(Stored items)
----------
PR #2007, opened 2022-03-31
Remove logos

aloctavodia:
Remove logos in favour of hosting them in governance repository arviz-devs/arviz_governance#6


sethaxen:
Since the ReadMe links to https://arviz-devs.github.io/arviz/_static/logo.png, how will this appear when GitHub is in dark mode?

https://docs.github.com/en/get-started/writing-on-github/getting-started-with-writing-and-formatting-on-github/basic-writing-and-formatting-syntax#specifying-the-theme-an-image-is-shown-to seems to be the documented solution to have theme-specific images, but for me it only worked when the image itself was hosted on GitHub.

OriolAbril:
We should update the docs and readmes so nothing points to github pages anymore. We now have to host on readthedocs (to have versioned docs) and serve in arviz.org subdomains

aloctavodia:
The *_fav.* versions, i.e. those without the name and with the "A" in the middle work well for both dark and light modes

OriolAbril:
Sorry for realizing it this late, shouldn't all the logos be stored in arviz-governance repo (that could be renamed to arviz-project or something) and then only copy the used files (or use urls to files in the repo with the logos I am not sure what differenced the two options have) to the specific repositories?

canyon289:
Instead of removing id vote putting them in an archive directory of sorts just in case they need to be referenced for some reason

canyon289:
Nevermind I see we're removing. from. this repo. That makes sense, in that case we should add to other repo

README.md
```diff
@@ -1,4 +1,4 @@
-<img src="https://arviz-devs.github.io/arviz/_static/logo.png" height=100></img>
+<img src="https://github.com/arviz-devs/arviz_governance/blob/main/arviz_logos/ArviZ_fav.png" height=100></img>
```
sethaxen, line 1: I'm not certain whether it's preferably to link to the `raw` subdomain directly or not. Either way, because they're on GitHub, we could link to the full logo and activate the right one depending on the theme setting.
```suggestion
<img src="https://raw.githubusercontent.com/arviz-devs/arviz_governance/main/arviz_logos/ArviZ.png#gh-light-mode-only" width=200></img>
<img src="https://raw.githubusercontent.com/arviz-devs/arviz_governance/main/arviz_logos/ArviZ_white.png#gh-dark-mode-only" width=200></img>
```

If we use the full logo with the name, then maybe we should not have the ArviZ heading below.

OriolAbril (approved):

PR #2019, opened 2022-04-23
Fix BASE_FMT text to clearly specify sample size

elusenji:
## Description
Based on issue #2019 
This PR fixes the BASE_FMT text so that it explicitly states the number of samples and number of points. For instance, instead of `Computed from 4000 by 262 log-likelihood matrix` the message should read `Computed from 4000 samples and 262 points log-likelihood matrix`

## Checklist

### DIFF
--- a/arviz/stats/stats_utils.py
+++ b/arviz/stats/stats_utils.py
@@ -439,7 +439,8 @@ def get_log_likelihood(idata, var_name=None):
         return log_likelihood
 
 
-BASE_FMT = """Computed from {{n_samples}} samples and {{n_points}} points log-likelihood matrix.
+BASE_FMT = """Computed from {{n_samples}} posterior samples and \
+{{n_points}} observations log-likelihood matrix.
 
 {{0:{0}}} Estimate       SE
 {{scale}}_{{kind}} {{1:8.2f}}  {{2:7.2f}}
--- a/arviz/stats/stats_utils.py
----------
Report the number of lines in the entries where the word "sethaxen" occurs, and add nothing else.

Task response> 2